HOW DO YOU DEFINE COMMUNITY?
  • LOCAL INSTITUTION: Your community is a definable group of people connected by place. You can probably name several of them. Many of them can name each other. You run into each other in and beyond the institution. It's reasonable to focus your marketing and programming on participation onsite at your institution or at sites within your city. Your community lives nearby. Of course they can participate here. 
  • DESTINATION INSTITUTION: If your visitors come from all over the world instead of from down the street, defining community strictly by place doesn't work. You can't define your primary community as the people of Manhattan if 75% of your visitors are from other cities. For huge institutions, it's more appropriate to define community by identity or affinity instead of by geography. Think Etsy, Sierra Club, Mormon Church. Each of these institutions engages a community of like-minded individuals spread around the globe. Engagement for a distributed community can't happen solely or even primarily onsite. It requires a lot more distributed online engagement to complement onsite engagement. 
HOW DO YOU INVITE INDIVIDUALS TO PARTICIPATE?

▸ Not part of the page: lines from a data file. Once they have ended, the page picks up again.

PR #229, opened 2019-11-18
resistor-color: Revise exercise with updates to the specification

Stargator:
Per #210, ran create_exercise to update resistor-color and add the version to pubspec.yaml

### DIFF
--- a/exercises/resistor-color/test/resistor_color_test.dart
+++ b/exercises/resistor-color/test/resistor_color_test.dart
@@ -1,30 +1,43 @@
 import 'package:resistor_color/resistor_color.dart';
 import 'package:test/test.dart';
 
-void main() {
-  final resistorColor = new ResistorColor();
+final resistorColor = ResistorColor();
 
+void main() {
   group('ResistorColor', () {
     group('Color codes', () {
-      test("Black", () {
-        final int result = resistorColor.colorCode("black");
+      test('Black', () {
+        final int result = resistorColor.colorCode('black');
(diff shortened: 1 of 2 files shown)


exercises/resistor-color/test/resistor_color_test.dart
```diff
@@ -1,30 +1,31 @@
...
         expect(result, equals(3));
       }, skip: true);
     });
 
-    test("Colors", () {
+    test('Colors', () {
       final List<String> result = resistorColor.colors;
-      expect(result, equals(["black", "brown", "red", "orange", "yellow", "green", "blue", "violet", "grey", "white"]));
+      expect(result,
+          equals(<String>['black', 'brown', 'red', 'orange', 'yellow', 'green', 'blue', 'violet', 'grey', 'white']));
```
devkabiir: Add a trailing comma to the list to give it a better formatting.
Alternatively add a trailing comma after second argument of `expect` so both arguments can be on their own line, which might produce a better formatting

  • LOCAL: If your visitors can come in often, you can build relationships with people over time. They can attend first as audience members or spectators, checking out the space and getting comfortable. As you get to know visitors, you can learn more about their talents and interests. You can invite them into opportunities that build on their strengths. You can invest in building relationships on your site and theirs. Participation can be onsite only, or onsite and online. It's OK to expect people to come back to keep going deeper, and it's manageable for you to go to their sites, too. 
  • DESTINATION: If visitors come once a year or once a decade, the stakes are higher on the first encounter. Onsite participation has to be welcoming to first-timers, and it should catalyze opportunities for deeper engagement offsite. That means offering clear, visible, appealing participatory experiences that enhance the destination experience. And then it means creating some kind of digital link--via email, social media, photos--that encourages people to continue building relationships when they are back home. 
HOW DO YOU BUILD COMMUNITY THROUGH PARTICIPATION?  
  • LOCAL: One of the hazards of small and local institutions is the potential for insularity. Some organizations invite a certain number of locals into the club and then close the door. If you want to build community, you have to balance the tribal desire to bond with buddies with the collective opportunity to bridge with strangers. Strong local organizations build alliances across sectors, cultures, and neighborhoods. They link people together across differences. This can happen through committees, summits, or long-term projects in which a group puts on a show builds something together. The local scale makes it possible for individuals in the group to make commitments to the institution and to each other. 
  • DESTINATION: Frankly, I think building community is difficult for large destination institutions to execute. Visitors to these institutions are often so focused on their own bonded group experience--my family vacation, our special date at the opera--that they are uninterested in strangers. Worse, since many of these institutions are crowded, visitors see strangers as annoying obstacles instead of potential friends and community members. However, destination institutions can build community through participation in at least two ways. First, through large crowd events (think political rally or pro sports game), where numbers work for you to build a sense of shared identity. Second, online, where participants from around the world can commit to long-term projects and relationships. 
I'll be honest: I prefer to work on the local level rather than in a big institution. I love tackling the challenges of building a more connected community in our county through art and history. I love sharing stories of our work--in part because I believe small institutions deserve more credit for their unique contributions to our field. But do I think local institutions are better than destination institutions? No. I appreciate the big guys too. Especially the ones developing ways for community participation to shine in their environments.

How do you see community participation thriving in large/destination institutions?